Incorporados a um app para eventos, os chatbots, por exemplo, podem “avisar quando uma palestra marcada como favorita vai começar, ou avisar se houver alguma alteração, seja de horário ou de palestrante. Poderiam também coletar a opinião das pessoas sobre o evento. Ou, no caso de um evento de grande porte, como uma feira, indicarem os stands que mais interessariam para o participante, de acordo com o seu perfil”, ressalta Fernando.

Além disso, no app para eventos os chatbots poderiam, por exemplo, atuar no agendamento ativo de reuniões, help desk, localização no local do evento, estímulo à participação em votações, quiz, perguntas e feedback, além de alertas proativos de updates e anúncios. Para Fernando, “todas essas funcionalidades mencionadas poderiam ser executadas por um bot”.

E também não podemos deixar de lado a possibilidade do uso de um bot para aumentar o engajamento entre participantes, organização, palestrantes e expositores, “talvez estimulando o contato entre eles, a partir de uma análise do perfil e dos interesses de cada um naquele evento”.

… e mil e uma vantagens

Incorporar um chatbot ao app para eventos não é uma tarefa complicada. O seu desenvolvimento é razoavelmente simples, desde que não inclua sofisticadas técnicas de aprendizado de máquinas e Inteligência Artificial – sim, muitos bots já estão “inteligentes”, como os assistentes virtuais.

Mas é possível construir um bot inteligente baseado em regras mais simples, adequadas para atender as necessidades de um app para eventos. O mercado já oferece diversas plataformas para construir, hospedar e implantar chatbots, com custo bem razoável.

E, então, o chatbot já está implantado no app para eventos. Antes, durante e depois do evento, certamente todos os envolvidos terão muitas dúvidas. Em vez de contar com uma pessoa para responder a perguntas simples como, “qual a senha do wi-fi”, “onde está localizado o stand X” ou “a que horas começa a sessão y”, um chatbot pode perfeitamente solucionar essas dúvidas.

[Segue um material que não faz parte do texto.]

PR #880, opened 2017-01-17
DDS-754 swagger oit oauth

dmlond:
implements OIT Authentication in the swaggerui frontend
This will no longer be able to use the older Duke Data Service authentication


dmann (approved):
Looks good. 👍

Tudo isso leva a uma maior interação da marca com os participantes, palestrantes e expositores, com ainda mais personalização, quase que como um assistente pessoal, resultando em:

  • Mais agilidade, redução de custo e de pessoal
  • Interações mais rápidas – ao contrário de nós, humanos, os chatbots estão prontos para trabalhar 24×7
  • Participantes, palestrantes e expositores acessam informações e interagem com mais facilidade
  • Organizadores ganham maior capacidade de reunir dados em tempo real com questionários

Claro que isso exige tempo e esforço – nada vem de graça – e cooperação entre desenvolvedores e clientes. Do ponto de vista do negócio, é essa colaboração entre as equipes de desenvolvimento e os responsáveis pela organização do evento que vai garantir a sua eficiência e sucesso, com uma “conversa” alinhada à marca.

E esse tema ainda vai render muito. Fernando destaca que “organizamos o Bots Experience Day no fim de março, em São Paulo. O uso de bots em eventos não chegou a ser abordado, mas é uma vertical que pode utilizá-los, sem dúvida”.